═════ Provided records

PR #552, opened 2026-07-16
[BIT-9154] bd crash reporter killswitch

ArielDemarco:


bd-crash-handler/src/config_writer.rs
```diff
@@ -57,27 +59,34 @@ impl ConfigWriter {
...
         _ = self.crash_reporting_enabled_flag.changed() => {},
+        _ = self.use_bd_crash_reporter_flag.changed() => {},
         () = self.shutdown.cancelled() => return,
       };
 
       // There is chance here of the value changing during platform read, in
       // which case crash reporting would be disabled for that session
 
       let _ = self.crash_reporting_enabled_flag.read_mark_update();
+      let _ = self.use_bd_crash_reporter_flag.read_mark_update();
```
snowp, line 70: I don't really know why we don't just do read_mark_delete in the function below but seems fine to not mess with this

bd-crash-handler/src/config_writer.rs
```diff
@@ -57,27 +59,34 @@ impl ConfigWriter {
...
+       report config file {}",
       self.config_path.display()
     );
 
     self.try_ensure_directories_exist().await;
 
-    let contents = format!("crash_reporting.enabled,{crash_reporting_enabled}");
+    let contents = format!(
+      "crash_reporting.enabled,{crash_reporting_enabled}\nclient_feature.ios.\
+       use_bd_crash_reporter,{use_bd_crash_reporter}"
```
snowp, line 88: Let's make sure all the current platform parsers handle this, we don't want a sdk downgrade to blow up

bd-runtime/src/runtime.rs
```diff
@@ -662,6 +662,14 @@ pub mod crash_reporting {
   // other fatal events. This defaults to enabled so fresh installs still monitor
   // crashes until runtime explicitly turns it off.
   bool_feature_flag!(Enabled, "crash_reporting.enabled", true);
+
+  // Enables or disables the use of the bitdrift in-process crash reporter on iOS,
+  // as opposed to relying solely on KSCrash/MetricKit.
+  bool_feature_flag!(
+    UseBdCrashReporter,
+    "client_feature.ios.use_bd_crash_reporter",
+    true
```
snowp, line 671: I know this is how we did it for crash workflows but maybe double check that the csv is written early enough for the platform layer to see it? Or if we're handling missing in the platform layer that is also ok

snowp (approved):
lgtm lets just verify a few things

bd-crash-handler/src/config_writer.rs
ArielDemarco: yep, tbh, i just kept it consistent with the existing pattern

bd-crash-handler/src/config_writer.rs
ArielDemarco: sure; checked both platform parsers:
- iOS: splits per-line, comma-delimited, keyed generically so unrecognized keys are just extra map entries.
- Android: does the exact same line-based generic parse.

Neither one special-cases the number or set of keys, so an older SDK reading a newer two-line `config.csv` (or a newer SDK reading an older one-line file) parses fine either way

bd-runtime/src/runtime.rs
ArielDemarco: Yes, i manually tested this... and shares the same timing model as the existing crash flag: on first install/clear-cache the file doesn't exist yet, and the platform layer already treats a missing file as "use defaults". I extended that same fallback to the new key, so if the new key is absent from the file (missing entirely, or present in an old-format file that predates this flag), the iOS platform layer falls back to the flag's default instead of failing

PR #564, opened 2026-08-03
multiple client stats changes

mattklein123:
1) Implement direct stats sending in the handshake 
2) Implement per-process mux connection count
3) Implement per-handshake stats analytics


bd-client-stats/src/lib.rs
```diff
@@ -151,6 +153,12 @@ impl Stats {
   ) -> FlushHandles {
     let flush_time_histogram = self.collector.scope("stats").histogram("flush_time");
     let (flush_trigger, flush_rx) = FlushTrigger::new();
+    // HandshakeStats is owned by the API task while Flusher runs in a sibling task. Each
+    // API-originated upload creates a fresh tracked request whose sender belongs to the stream
+    // StateTracker, but its receiver must be consumed by Flusher to complete or abandon claimed
+    // files. This handoff is dynamic because reconnects create new StateTrackers and batches.
+    let (api_upload_completion_tx, api_upload_completion_rx) =
+      tokio::sync::mpsc::unbounded_channel();
```
snowp: Do we want this to be bounded? Not sure I see a reason why we can't put some limit on this?

bd-client-stats/src/stats.rs
```diff
@@ -69,17 +72,127 @@ pub enum PeriodicAction {
...
+      source_file_ids,
+    }) = self.file_manager.get_or_create_pending_upload(true).await?
+    else {
+      return Ok(None);
+    };
+
+    let upload_uuid = batch_transport_uuid(&source_file_ids);
+    request.upload_uuid.clone_from(&upload_uuid);
+    request.sent_at = self.time_provider.now().into_proto();
+    request.upload_reason = UploadReason::UPLOAD_REASON_PERIODIC.into();
```
snowp: Should there be a new reason for this handshake one? You can obviously tell that it's coming in through the handshake just seems strange to call it periodic

snowp (approved):

PR #568, opened 2026-08-05
add plan for new event buffer design

snowp:


.plans/event-buffer-plan.md
```diff
@@ -0,0 +1,553 @@
...
+## Control-flow ownership
+
+EventBuffer is the ordered data-plane ingress, not a general control bus. The migration retains
+the following ownership boundaries.
+
+| Flow | Owner and transport | Why it does or does not enter EventBuffer |
+| --- | --- | --- |
+| Logs, feature-flag exposure, post-startup memory pressure/entity-ID persistence, and `FlushState` | EventBuffer entries | These are ordered workflow, state-store, or barrier inputs. `FlushState` and `Block::Yes` logs are protected entries. |
+| Logger `setField` / `removeField` | Synchronous EventBuffer-owned COW map | These mutate admission metadata rather than producing a replayable workflow input. |
+| Session creation/rotation, durable persistence, and session flush | `bd_session` generation-based coalescing flusher | Session mutation remains under the strategy's existing mutex. A single flusher persists only the latest generation and has no per-operation FIFO command queue. EventBuffer receives only the resolved immutable session ID. |
```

══════════

#### [Goal of the exercise]
When a line contains the string "keys", copy it from the records.

#### [Answer box]
- iOS: splits per-line, comma-delimited, keyed generically so unrecognized keys are just extra map entries.
Neither one special-cases the number or set of keys, so an older SDK reading a newer two-line `config.csv` (or a newer SDK reading an older one-line file) parses fine either way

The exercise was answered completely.